Background: Acute myeloid leukemia (AML) is an aggressive hematological Cancer resulting from uncontrolled proliferation of differentiation-blocked myeloid cells. Seventy percent of AML patients are currently not cured with available treatments, highlighting the need of novel therapeutic strategies. A promising target in AML is the mammalian target of rapamycin complex 1 (mTORC1). Clinical inhibition of mTORC1 is limited by its reactivation through compensatory and regulatory feedback loops. Here, we explored a strategy to curtail these drawbacks through inhibition of an important effector of the mTORC1signaling pathway, the eukaryotic initiation factor 4A (eIF4A).

Methods: We tested the anti-leukemic effect of a potent and specific eIF4A inhibitor (eIF4Ai), CR-1-31-B, in combination with cytosine arabinoside (araC) or the BCL2 inhibitor venetoclax. We utilized the MOLM-14 human AML cell line to model chemoresistant disease both in vitro and in vivo. In eIF4Ai-treated cells, we assessed for changes in survival, apoptotic priming, de novo protein synthesis, targeted intracellular metabolite content, bioenergetic profile, mitochondrial Reactive Oxygen Species (mtROS) and mitochondrial membrane potential (MMP).

Results: eIF4Ai exhibits anti-leukemia activity in vivo while sparing non-malignant myeloid cells. In vitro, eIF4Ai synergizes with two therapeutic agents in AML, araC and venetoclax. EIF4Ai reduces mitochondrial membrane potential (MMP) and the rate of ATP synthesis from mitochondrial respiration and glycolysis.

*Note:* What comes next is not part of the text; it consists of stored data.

Issue #2006, opened 2018-12-05
There doesn't seem to be a way to download all the corpora for a project and pass them to the fuzzers


evverx:
According to https://github.com/google/oss-fuzz/issues/1989#issuecomment-443368973
> If you want to use the previously-crashed inputs for regression testing,
our recommendation is to use the entire corpus generated by fuzzing
(you can get that from the GCS bucket),
as opposed to select inputs that caused crashes in the past.
This is going to be both stronger and simpler solution.

It would be great if `helper.py` provided a way to do that natively, that is running something like
```
helper.py regression --sanitizer=$sanitizer --engine=$engine project
```
led to downloading all the corpora and passing them to the fuzzers. It could be used in scripts like
```sh
#!/bin/bash

set -euo pipefail

git clone https://github.com/google/oss-fuzz
cd oss-fuzz
./infra/helper.py pull_images
./infra/helper.py build_image --no-pull systemd

# Now it's not possible to build and check fuzzers in parallel: https://github.com/google/oss-fuzz/pull/1521
for sanitizer in address undefined memory; do
  for engine in libfuzzer afl; do
    ./infra/helper.py build_fuzzers --sanitizer=$sanitizer --engine=$engine systemd

    # This allows 10% of fuzzers to fail: https://github.com/google/oss-fuzz/pull/1990#issuecomment-443345287
    # We need to find a way to set the threshold to 0.
    ./infra/helper.py check_build --sanitizer=$sanitizer --engine=$engine systemd

    # This is supposed to download all the corpora and pass them to fuzzers: https://github.com/google/oss-fuzz/issues/1989#issuecomment-443368973
    # ./infra/helper.py regression --sanitizer=$sanitizer --engine=$engine systemd
  done
done
```

evverx:
It would be even better if `helper.py` could merge the corpora it downloaded with the corpora provided by a project (*__seed_corpus.zip files).

evverx:
With https://github.com/google/oss-fuzz/pull/2010 pending I think this one can be closed.

PR #2008, opened 2018-12-06
infra: add the regression command that downloads all corpora and run …

evverx:
…fuzzers against them

This is a proof of concept for https://github.com/google/oss-fuzz/issues/2006.
The code was mostly borrowed from the coverage command with a couple of
kludges on top of it.

### DIFF
--- a/infra/base-images/base-runner/Dockerfile
+++ b/infra/base-images/base-runner/Dockerfile
@@ -40,6 +40,7 @@ COPY bad_build_check \
     llvm-profdata \
     llvm-symbolizer \
     minijail0 \
+    regression \
     reproduce \
     run_fuzzer \
     run_minijail \
--- a/infra/base-images/base-runner/regression
+++ b/infra/base-images/base-runner/regression
@@ -1,0 +1,28 @@
+#!/bin/bash -u
+# Copyright 2018 Google Inc.
+#
+# Licensed under the Apache License, Version 2.0 (the "License");
+# you may not use this file except in compliance with the License.
+# You may obtain a copy of the License at
+#
+#      http://www.apache.org/licenses/LICENSE-2.0
+#
+# Unless required by applicable law or agreed to in writing, software
+# distributed under the License is distributed on an "AS IS" BASIS,
+# WITHOUT WARRANTIES OR CONDITIONS OF ANY KIND, either express or implied.
+# See the License for the specific language governing permissions and
+# limitations under the License.
+#
+################################################################################
+set -e
+cd $OUT
+
+if (( $# > 0 )); then
+  FUZZ_TARGETS="$@"
+else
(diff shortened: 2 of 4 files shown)


evverx:
I'd also add a separate command for downloading all the corpora for a project so that it could be used in scripts like
```
helper.py donwload_corpora systemd
for sanitizer in address undefined memory; do
    ...
    helper.py regression --sanitizer=$sanitizer --no-corpus-download systemd
done
```

oliverchang:
Thanks for working on this, but we don't want to encourage people to depend on our Docker build system and helper scripts for building and running fuzz targets for regression testing in their project. We encourage projects to integrate fuzz targets into the upstream build system, and have our build be as simple of a wrapper around that as possible. 

That said, I think it's reasonable to add a helper command to download corpora, but not to run them. WDYT?

evverx:
I agree that projects should integrate their fuzz targets upstream and, for example, the systemd project keeps the fuzzers in the reporsitory, build them when new PRs are opened and also run them against crash reproducers on different platforms such as Ubuntu Bionic, Fedora 28, CentOS and so on. The problem is that in most cases I need the latest version of `clang` to reproduce the issues uncovered by ClusterFuzz and that's where the images provided by OSS-Fuzz come in handy and I don't think it would be reasonable for every project to build `clang` manually. Building fuzzers with `MSan` is another thing that's hard to get right (if there're projects out there that do that I'd be very interested to take a look). To sum up this kind of testing allows me to fix issues like the one fixed in https://github.com/systemd/systemd/commit/313992dfb58ab0ca2d1ab33a3f450fd772069605 earlier than ClusterFuzz opens issues.

evverx:
> That said, I think it's reasonable to add a helper command to download corpora, but not to run them. WDYT?

I think it's useful even without the `regression` command. I'll try to add it.

evverx:
@oliverchang I've just opened https://github.com/google/oss-fuzz/pull/2010. Could you take a look?

evverx:
> Building fuzzers with MSan is another thing that's hard to get right (if there're projects out there that do that I'd be very interested to take a look).

I've just found a project where a single fuzzer that apparently doesn't depend on anything other than `libc` is built with `MSan` with `clang-5` on Ubuntu Trusty. I wouldn't say it's useless but unfortunately that's not exactly what I'm looking for.

evverx:
While I find it useful to build fuzzers using the latest tools and run them in the environment made specially for fuzzing with the scripts that can detect what fuzzing engine is used and change the command line accordingly, parse the ".options" files, unpack all those '_seed_corpus.zip' files and so on (and I don't think that duplicating all that (poorly) in every project or not doing it at all is a good idea), this PR is unlikely to be merged (which is totally fine by me) so I'm closing the PR.

PR #2010, opened 2018-12-07
infra: add a command for downloading all corpora for a project from GCS

evverx:
This partly addresses https://github.com/google/oss-fuzz/issues/2006.


inferno-chromium:
@oliverchang - ping for review.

Furthermore, eIF4i enhanced apoptotic priming while reducing the expression levels of the antiapoptotic factors BCL2, Bcl-xL and MCL1. Concomitantly, eIF4Ai decreases intracellular levels of specific metabolic intermediates of the tricarboxylic acid cycle (TCA cycle) and glucose metabolism, while enhancing mtROS. In vitro redox stress contributes to eIF4Ai cytotoxicity, as treatment with a ROS scavenger partially rescued the viability of eIF4A inhibition.

Conclusions: We discovered that chemoresistant MOLM-14 cells rely on eIF4A-dependent cap translation for survival in vitro and in vivo. EIF4A drives an intrinsic metabolic program sustaining bioenergetic and redox homeostasis and regulates the expression of anti-apoptotic proteins. Overall, our work suggests that eIF4A-dependent cap translation contributes to adaptive processes involved in resistance to relevant therapeutic agents in AML.

Keywords

AML; BCL-XL; BCL2; Bioenergetics; MCL1; Metabolism; ROS; Venetoclax; araC; eIF4A; mTORC1.